• [GIVEN INFORMATION]

◇ ◇ ◇ ◇ ◇

PR #2220, opened 2025-03-30
Support f-strings

### LINKED ISSUE #2050: Support f-string formatting
We should add support for using f-strings for formatting! It's the modern format and in fact so popular (which in this case I think is an indicator for really good & intuitive) that other languages have mimicked Python, like the C++ fmt library etc.

```
name = "world"
message = f"Hello {name}!"

# Big integers
big_num = 12345678901234567890
message = f"The value is {big_num}"  # Beyond i64 range

# Expressions
base = 2
exp = 10
result = f"{base}^{exp} = {base**exp}"  # "2^10 = 1024"
```

plajjan:
This adds support for f-strings. Under the hood it just rewrites it to use % operator style. We largely treat everything as a string, which greatly simplifies things since we are doing all this as a rewrite in the Parser where we do not yet have type information.

Fixes #2050

### DIFF
--- a/.github/workflows/test.yml
+++ b/.github/workflows/test.yml
@@ -202,7 +202,8 @@ jobs:
         run: |
           export DEBIAN_FRONTEND=noninteractive
           apt-get update
-          apt-get install -qy bzip2 curl g++ gdb haskell-stack make procps zlib1g-dev
+          apt-get install -qy bzip2 curl g++ haskell-stack libtinfo-dev make procps zlib1g-dev
+          apt-get install -qy gdb
       - name: "locale en_US.UTF-8"
         run: |
           apt-get install -qy locales
@@ -264,7 +265,7 @@ jobs:
       - name: "Install build prerequisites"
         run: |
           apt-get update
-          apt-get install -qy bzip2 curl g++ haskell-stack make procps zlib1g-dev
+          apt-get install -qy bzip2 curl g++ haskell-stack libtinfo-dev make procps zlib1g-dev
           apt-get install -qy bash-completion build-essential debhelper devscripts
       - name: "Check out repository code"
         uses: actions/checkout@v4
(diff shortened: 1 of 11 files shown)


plajjan:
@nordlander PTAL

plajjan:
@nordlander I also added my new test suite for the compiler to this branch. It only has test cases focused on the new f-strings for now, but I think it is suitable for being expanded upon with all sorts of tests. It doesn't show the idea we talked about doing golden checking for input+output of later passes in the compiler, but it does show just based Haskell-based unit testing of our parser!

nordlander:
Looks good overall, and appears to work. But the use of an accumulating parameter that's extended by `acc ++ [c]` isn't ideal in Haskell as it can be highly inefficient, especially if the accumulator grows large. Better then to build the accumulator in reverse by writing `c : acc`, and undoing the reversal in one sweep by writing `reverse acc` when the accumulator is returned.

I also suspect that position info inside the embedded expressions ends up wrong since a completely new parser is started for each such expression. This means that the file offset and line number counters are locally reset, which might lead to confusing error messages. Maybe it would be worthwhile to try running the parser `expr` directly on the current input each time a complete `TextPart` fragment has been consumed? That ought to open up for simplifications to code that currently matches braces as well...

plajjan:
@nordlander agree with ++ being bad and we should of course keep track of our location, so using new parser is bad. In parallel to this PR I have also experimented quite a bit with getting good error messages out of this parser and it requires substantive changes. Writing a correct parser is one thing, writing a correct parser with good error messages for invalid data is an entirely different thing. Thus, my view is that this whole f-string parser needs to be rewritten pretty much from scratch.

I will merge this PR as-is, with it's potential slowness (not too bad on short f-strings) and close-to-non-existent-error-message and not good source location. But we will get f-strings. We also get a unit test suite for the parser which we can expand upon. I will open an issue for these improvements.

I have rebased and force pushed, will set to merge.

◇ ◇ ◇ ◇ ◇

• [EXERCISE BRIEF]
In full and exactly as written, reproduce the records above.

• [TASK RESULT]
PR #2220, opened 2025-03-30
Support f-strings

### LINKED ISSUE #2050: Support f-string formatting
We should add support for using f-strings for formatting! It's the modern format and in fact so popular (which in this case I think is an indicator for really good & intuitive) that other languages have mimicked Python, like the C++ fmt library etc.

```
name = "world"
message = f"Hello {name}!"

# Big integers
big_num = 12345678901234567890
message = f"The value is {big_num}"  # Beyond i64 range

# Expressions
base = 2
exp = 10
result = f"{base}^{exp} = {base**exp}"  # "2^10 = 1024"
```

plajjan:
This adds support for f-strings. Under the hood it just rewrites it to use % operator style. We largely treat everything as a string, which greatly simplifies things since we are doing all this as a rewrite in the Parser where we do not yet have type information.

Fixes #2050

### DIFF
--- a/.github/workflows/test.yml
+++ b/.github/workflows/test.yml
@@ -202,7 +202,8 @@ jobs:
         run: |
           export DEBIAN_FRONTEND=noninteractive
           apt-get update
-          apt-get install -qy bzip2 curl g++ gdb haskell-stack make procps zlib1g-dev
+          apt-get install -qy bzip2 curl g++ haskell-stack libtinfo-dev make procps zlib1g-dev
+          apt-get install -qy gdb
       - name: "locale en_US.UTF-8"
         run: |
           apt-get install -qy locales
@@ -264,7 +265,7 @@ jobs:
       - name: "Install build prerequisites"
         run: |
           apt-get update
-          apt-get install -qy bzip2 curl g++ haskell-stack make procps zlib1g-dev
+          apt-get install -qy bzip2 curl g++ haskell-stack libtinfo-dev make procps zlib1g-dev
           apt-get install -qy bash-completion build-essential debhelper devscripts
       - name: "Check out repository code"
         uses: actions/checkout@v4
(diff shortened: 1 of 11 files shown)


plajjan:
@nordlander PTAL

plajjan:
@nordlander I also added my new test suite for the compiler to this branch. It only has test cases focused on the new f-strings for now, but I think it is suitable for being expanded upon with all sorts of tests. It doesn't show the idea we talked about doing golden checking for input+output of later passes in the compiler, but it does show just based Haskell-based unit testing of our parser!

nordlander:
Looks good overall, and appears to work. But the use of an accumulating parameter that's extended by `acc ++ [c]` isn't ideal in Haskell as it can be highly inefficient, especially if the accumulator grows large. Better then to build the accumulator in reverse by writing `c : acc`, and undoing the reversal in one sweep by writing `reverse acc` when the accumulator is returned.

I also suspect that position info inside the embedded expressions ends up wrong since a completely new parser is started for each such expression. This means that the file offset and line number counters are locally reset, which might lead to confusing error messages. Maybe it would be worthwhile to try running the parser `expr` directly on the current input each time a complete `TextPart` fragment has been consumed? That ought to open up for simplifications to code that currently matches braces as well...

plajjan:
@nordlander agree with ++ being bad and we should of course keep track of our location, so using new parser is bad. In parallel to this PR I have also experimented quite a bit with getting good error messages out of this parser and it requires substantive changes. Writing a correct parser is one thing, writing a correct parser with good error messages for invalid data is an entirely different thing. Thus, my view is that this whole f-string parser needs to be rewritten pretty much from scratch.

I will merge this PR as-is, with it's potential slowness (not too bad on short f-strings) and close-to-non-existent-error-message and not good source location. But we will get f-strings. We also get a unit test suite for the parser which we can expand upon. I will open an issue for these improvements.

I have rebased and force pushed, will set to merge.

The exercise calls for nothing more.